**Try it**
The response should be the lines of the data, starting at the first and ending at the one that contains "j-malt, line 254: This", copied without change.

**Given entries**
══════════════════════════════
PR #734, opened 2022-08-23
Fix check-deps issue

j-malt:
## Description and Context
There were quite a few dependency errors in #712 that I missed. This fixes them.

cc/ @miketalley @anthmatic

### DIFF
--- a/packages/cli-lib/lib/__tests__/uploadFolder.js
+++ b/packages/cli-lib/lib/__tests__/uploadFolder.js
@@ -18,10 +18,6 @@ jest.mock('../../ignoreRules');
 jest.mock('../handleFieldsJs');
 jest.mock('../../errorHandlers');
 
-/* jest
-  .spyOn(cmsFieldPrompt, 'fieldsJsPrompt')
-  .mockImplementation(filePath => [filePath, []]); */
-
 //folder/fields.js -> folder/fields.converted.js
 // We add the .converted to differentiate from a unconverted fields.json
 const defaultFieldsJsImplementation = jest.fn((src, filePath, rootWriteDir) => {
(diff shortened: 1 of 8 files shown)


packages/cli/commands/upload.js
```diff
@@ -237,6 +247,46 @@ exports.handler = async options => {
   }
 };
 
+/*
+ * Walks the src folder for files, filters them based on ignore filter.
+ * If processFieldsJs is true then will check for any JS fields conflicts (i.e., JS fields file and fields.json file) and prompt to resolve
+ */
+const getUploadableFileList = async (src, processFieldsJs) => {
```
j-malt, line 254: This was done so that we do not need to require the `cmsFieldPrompt` inside of `cli-lib`. This code was previously spread across `uploadFolder()` and `getFilesByType()` inside of `cli-lib/lib/uploadFolder.js`.

This is a *bit* slower now, because if `processFieldsJs` is true, we end up looping over the `filePaths` twice (once in this function and once in `getFilesByType()`) but it's very minor all things considered.

miketalley: What is the reason that we need to loop over things twice? Is it possible to do it once and pass that data to both places that need it?

packages/cli-lib/lib/__tests__/uploadFolder.js
```diff
@@ -11,18 +11,16 @@ const {
...
 
 jest.mock('../walk');
 jest.mock('../../api/fileMapper');
 jest.mock('../../ignoreRules');
 jest.mock('../handleFieldsJs');
 jest.mock('../../errorHandlers');
-jest.mock('@hubspot/cli/lib/prompts/cmsFieldPrompt');
 
-jest
+/* jest
```
miketalley, line 21: Should we remove this?

j-malt: Oops

packages/cli/commands/upload.js
j-malt: It is possible: we could just pull the entire `getFilesByType` function into this file and pass back the tuple to uploadFolder. I don't have a strong opinion one way or the other, so I will do it that way instead.

miketalley (approved):
Looks good, I think the tradeoff here of keeping `cli-lib` lean and having fewer dependencies is worth the small performance hit.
══════════════════════════════
**Result**
PR #734, opened 2022-08-23
Fix check-deps issue

j-malt:
## Description and Context
There were quite a few dependency errors in #712 that I missed. This fixes them.

cc/ @miketalley @anthmatic

### DIFF
--- a/packages/cli-lib/lib/__tests__/uploadFolder.js
+++ b/packages/cli-lib/lib/__tests__/uploadFolder.js
@@ -18,10 +18,6 @@ jest.mock('../../ignoreRules');
 jest.mock('../handleFieldsJs');
 jest.mock('../../errorHandlers');
 
-/* jest
-  .spyOn(cmsFieldPrompt, 'fieldsJsPrompt')
-  .mockImplementation(filePath => [filePath, []]); */
-
 //folder/fields.js -> folder/fields.converted.js
 // We add the .converted to differentiate from a unconverted fields.json
 const defaultFieldsJsImplementation = jest.fn((src, filePath, rootWriteDir) => {
(diff shortened: 1 of 8 files shown)


packages/cli/commands/upload.js
```diff
@@ -237,6 +247,46 @@ exports.handler = async options => {
   }
 };
 
+/*
+ * Walks the src folder for files, filters them based on ignore filter.
+ * If processFieldsJs is true then will check for any JS fields conflicts (i.e., JS fields file and fields.json file) and prompt to resolve
+ */
+const getUploadableFileList = async (src, processFieldsJs) => {
```
j-malt, line 254: This was done so that we do not need to require the `cmsFieldPrompt` inside of `cli-lib`. This code was previously spread across `uploadFolder()` and `getFilesByType()` inside of `cli-lib/lib/uploadFolder.js`.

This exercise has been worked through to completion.